# Vorrei che se gliela chiedessi [...] me la darebbe/desse



## koosky60

Sono Marco, 16 anni. Vorrei un fratello con una Ferrari. E vorrei che se gliela chiedessi come regalo per i miei 18 anni, per quel giorno me la darebbe.  
Vorrei insomma un fratello che mi darebbe la sua Ferrari, se gliela chiedessi come regalo di 18 anni. 
Dov'è l'inghippo?
Grazie.


----------



## stella_maris_74

Ciao,
siccome non siamo a un telequiz  ti spiacerebbe esplicitare il tuo dubbio e magari anche provare a rispondere tu per primo?
Ho cambiato il titolo del thread per riflettere il contenuto della frase analizzata, come prescritto dal nostro regolamento che ti invito caldamente a rivedere.



*Guida breve: come impostare una discussione?*
•• Linee guida e regole del forum "SOLO ITALIANO" - Risorse ••


----------



## koosky60

Hai fatto benissimo a cambiare il titolo.
La mia domanda sorge da un interrogativo che mi hanno posto, circa la correttezza di una certa frase.
Per poter rispondere verifico se è corretto ciò che ho scritto qui. E' corretto? E' corretta l'ultima frase?
Prudentemente evito in questa fase di riportare la proposizione che ha sollevato i miei dubbi. Potrebbe interferire.
Circa le prescrizioni del regolamento, mi spiace. Uso pochissimo il forum e sono arrugginito.


----------



## Kotis

koosky60 said:


> Dov'è l'inghippo?


 È nel fatto che hai concordato "dare" con "chiedere". Invece "dare" fa parte della proposizione principale "Vorrei che me la desse", alla quale si aggiunge la subordinata "se gliela chiedessi".


----------



## stella_maris_74

Ciao 
nel forum esistono fantastiliardi di thread sul congiuntivo, sul condizionale e sulla scelta tra i due, che ti invito a cercare con la  *funzione di ricerca*.

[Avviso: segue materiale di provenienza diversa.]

PR #8115, opened 2025-07-31
apprt/gtk-ng: initial size apprt action (window-width/height)

mitchellh:
Simple port. I might add size limits if I get to it, but finished this and it works so opened it up.


jcollie (approved):
LGTM

mitchellh:
This has a bug where every time you reload the config it resizes the window. I'm going to fix this in a follow up PR when I add size limits, too.

PR #8122, opened 2025-08-02
fix: correct the cursor Y position value exposed to shader uniforms

ClearAspect:
Fix for discussion #8113

The cursor Y position value exposed to the shader uniforms was incorrectly calculated. As per the doc in cell_text.v.glsl: In order to get the top left of the glyph, we compute an offset based on the bearings. The Y bearing is the distance from the bottom of the cell to the top of the glyph, so we subtract it from the cell height to get the y offset.

This calculation was mistakenly left out of the original code.

This will ensure that the custom shaders using
iCurrentCursor/iPreviousCursor get the correct Y coordinate representing the top-left corner of the cursor rectangle, matching the documented uniform behavior

### DIFF
--- a/src/renderer/generic.zig
+++ b/src/renderer/generic.zig
@@ -2233,15 +2233,13 @@ pub fn Renderer(comptime GraphicsAPI: type) type {
                 );
 
                 pixel_x += @floatFromInt(cursor.bearings[0]);
-                pixel_y += @floatFromInt(cursor.bearings[1]);
+                // Convert the Y coordinate from bottom-to-top to top-to-bottom.
+                // Otherwise we end up with glyphs like underline at the top of the cell.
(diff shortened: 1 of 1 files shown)


qwerasd205:
Alright, so, as I suspected, this breaks the positioning under Metal lol. Don't worry, I'll fix it so it's correct on both platforms and push the changes to this PR.

qwerasd205:
Fixed under both platforms now, tested with custom cursor glyph that has different distances from each edge of the cell.
Metal:
image
OpenGL:
image

ClearAspect:
> Alright, so, as I suspected, this breaks the positioning under Metal lol. Don't worry, I'll fix it so it's correct on both platforms and push the changes to this PR.

Ah, thank you. I'm not exceeding familiar with the whole pipeline and when I got around to building and testing my fix I must have only done it on my Linux machine.

mitchellh (approved):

In ogni caso, cito dal tutorial che ti ho linkato sopra (e che vorrei che tu leggessi):


> Il titolo della discussione deve contenere la parola/frase per la quale chiedete aiuto.
> *Articolate  la domanda in maniera chiara ed esaustiva all'interno della discussione*  - il titolo della discussione stessa è solo indicativo, non esaustivo.



Detto ciò, a me la frase "Vorrei insomma un fratello che mi darebbe la sua Ferrari, se gliela chiedessi come regalo di 18 anni. " sembra corretta, anche se un po' poco elegante.
La possiamo rendere più chiara scrivendola così, in modo che sia più evidente la diversa sfumatura semantica data dal condizionale:
Vorrei insomma un fratello _[che sarebbe] disposto a_ darmi la sua Ferrari, se gliela chiedessi come regalo di 18 anni. 

La frase precedente invece mi sembra quantomeno contorta, complice anche la mancanza di adeguata punteggiatura, e alla fine ci andrebbe il congiuntivo:
E vorrei che, se gliela chiedessi come regalo per i miei 18 anni, per quel giorno me la desse.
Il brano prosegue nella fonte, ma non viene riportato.